[Opening Record excerpts section]
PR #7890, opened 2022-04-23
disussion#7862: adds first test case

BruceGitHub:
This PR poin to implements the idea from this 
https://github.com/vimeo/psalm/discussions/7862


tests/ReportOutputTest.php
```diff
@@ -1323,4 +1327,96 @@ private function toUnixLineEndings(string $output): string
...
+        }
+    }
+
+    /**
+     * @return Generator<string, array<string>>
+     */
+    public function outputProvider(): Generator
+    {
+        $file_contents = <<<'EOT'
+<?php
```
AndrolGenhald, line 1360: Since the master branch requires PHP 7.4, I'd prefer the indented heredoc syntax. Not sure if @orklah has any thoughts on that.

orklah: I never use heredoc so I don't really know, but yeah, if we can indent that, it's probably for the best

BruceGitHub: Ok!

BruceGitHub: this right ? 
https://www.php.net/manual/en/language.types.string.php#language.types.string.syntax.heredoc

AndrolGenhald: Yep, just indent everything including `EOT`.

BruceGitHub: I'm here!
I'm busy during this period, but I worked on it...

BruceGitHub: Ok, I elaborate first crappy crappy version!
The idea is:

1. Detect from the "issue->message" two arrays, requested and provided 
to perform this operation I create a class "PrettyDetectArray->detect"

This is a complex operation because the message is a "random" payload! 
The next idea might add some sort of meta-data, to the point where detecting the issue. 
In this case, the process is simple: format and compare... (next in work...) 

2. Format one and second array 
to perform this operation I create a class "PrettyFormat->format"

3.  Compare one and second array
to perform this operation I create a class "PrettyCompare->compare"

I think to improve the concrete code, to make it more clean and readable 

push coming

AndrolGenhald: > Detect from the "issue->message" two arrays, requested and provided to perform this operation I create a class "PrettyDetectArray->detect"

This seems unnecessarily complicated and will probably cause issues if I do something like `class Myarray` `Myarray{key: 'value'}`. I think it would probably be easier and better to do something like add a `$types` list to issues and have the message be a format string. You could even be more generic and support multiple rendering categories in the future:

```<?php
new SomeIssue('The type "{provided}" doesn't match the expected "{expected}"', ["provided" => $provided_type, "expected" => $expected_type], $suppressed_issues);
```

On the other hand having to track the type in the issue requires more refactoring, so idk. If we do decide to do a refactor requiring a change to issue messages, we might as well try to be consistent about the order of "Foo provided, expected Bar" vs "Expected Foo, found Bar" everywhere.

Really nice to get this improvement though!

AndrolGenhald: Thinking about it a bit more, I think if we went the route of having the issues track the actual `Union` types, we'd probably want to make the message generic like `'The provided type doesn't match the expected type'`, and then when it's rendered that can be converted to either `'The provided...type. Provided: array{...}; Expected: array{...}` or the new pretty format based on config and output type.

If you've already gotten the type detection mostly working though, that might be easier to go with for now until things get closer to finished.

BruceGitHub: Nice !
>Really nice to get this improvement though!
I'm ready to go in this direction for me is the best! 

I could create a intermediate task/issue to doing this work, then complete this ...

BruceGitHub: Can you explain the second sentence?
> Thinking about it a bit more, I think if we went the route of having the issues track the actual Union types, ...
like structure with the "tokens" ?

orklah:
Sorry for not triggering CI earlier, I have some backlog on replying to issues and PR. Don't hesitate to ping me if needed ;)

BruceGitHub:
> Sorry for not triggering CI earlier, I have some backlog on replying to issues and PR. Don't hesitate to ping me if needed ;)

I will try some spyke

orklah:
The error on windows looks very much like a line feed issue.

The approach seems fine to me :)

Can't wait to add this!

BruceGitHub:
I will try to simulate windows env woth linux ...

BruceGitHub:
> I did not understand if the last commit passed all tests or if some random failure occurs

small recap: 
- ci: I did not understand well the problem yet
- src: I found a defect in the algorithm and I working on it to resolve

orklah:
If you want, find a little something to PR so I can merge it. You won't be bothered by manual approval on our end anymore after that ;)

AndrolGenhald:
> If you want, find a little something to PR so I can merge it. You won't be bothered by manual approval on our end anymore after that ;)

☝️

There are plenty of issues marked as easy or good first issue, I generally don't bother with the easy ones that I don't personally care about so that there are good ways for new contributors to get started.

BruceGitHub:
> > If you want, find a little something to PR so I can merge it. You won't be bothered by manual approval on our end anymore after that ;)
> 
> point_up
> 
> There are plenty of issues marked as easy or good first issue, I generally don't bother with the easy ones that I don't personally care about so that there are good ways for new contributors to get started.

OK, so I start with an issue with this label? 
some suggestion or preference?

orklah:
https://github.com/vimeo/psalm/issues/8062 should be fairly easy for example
[Closing Record excerpts section]
[Opening Record excerpts section]
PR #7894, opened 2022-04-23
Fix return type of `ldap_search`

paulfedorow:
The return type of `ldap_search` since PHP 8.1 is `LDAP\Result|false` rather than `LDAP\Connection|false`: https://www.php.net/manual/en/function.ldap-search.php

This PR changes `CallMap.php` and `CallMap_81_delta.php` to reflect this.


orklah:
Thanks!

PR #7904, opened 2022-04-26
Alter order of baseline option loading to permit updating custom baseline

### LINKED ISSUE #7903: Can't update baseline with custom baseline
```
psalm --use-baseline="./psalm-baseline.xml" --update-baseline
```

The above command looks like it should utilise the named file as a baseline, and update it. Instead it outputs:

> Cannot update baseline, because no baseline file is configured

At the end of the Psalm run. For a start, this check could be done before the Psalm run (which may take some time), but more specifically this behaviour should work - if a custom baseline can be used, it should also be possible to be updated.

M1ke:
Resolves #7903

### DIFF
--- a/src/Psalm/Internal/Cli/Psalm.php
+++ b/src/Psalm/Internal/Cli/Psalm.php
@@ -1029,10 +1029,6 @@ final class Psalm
[Closing Record excerpts section]
[Opening Record excerpts section]
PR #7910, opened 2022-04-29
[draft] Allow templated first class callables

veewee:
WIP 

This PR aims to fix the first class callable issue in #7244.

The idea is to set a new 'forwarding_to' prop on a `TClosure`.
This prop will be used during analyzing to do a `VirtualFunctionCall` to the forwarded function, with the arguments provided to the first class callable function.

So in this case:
[Closing Record excerpts section]
Exercise: Copy out the lines of the data where the word "doesn" can be found.

Solution to the problem:
new SomeIssue('The type "{provided}" doesn't match the expected "{expected}"', ["provided" => $provided_type, "expected" => $expected_type], $suppressed_issues);
AndrolGenhald: Thinking about it a bit more, I think if we went the route of having the issues track the actual `Union` types, we'd probably want to make the message generic like `'The provided type doesn't match the expected type'`, and then when it's rendered that can be converted to either `'The provided...type. Provided: array{...}; Expected: array{...}` or the new pretty format based on config and output type.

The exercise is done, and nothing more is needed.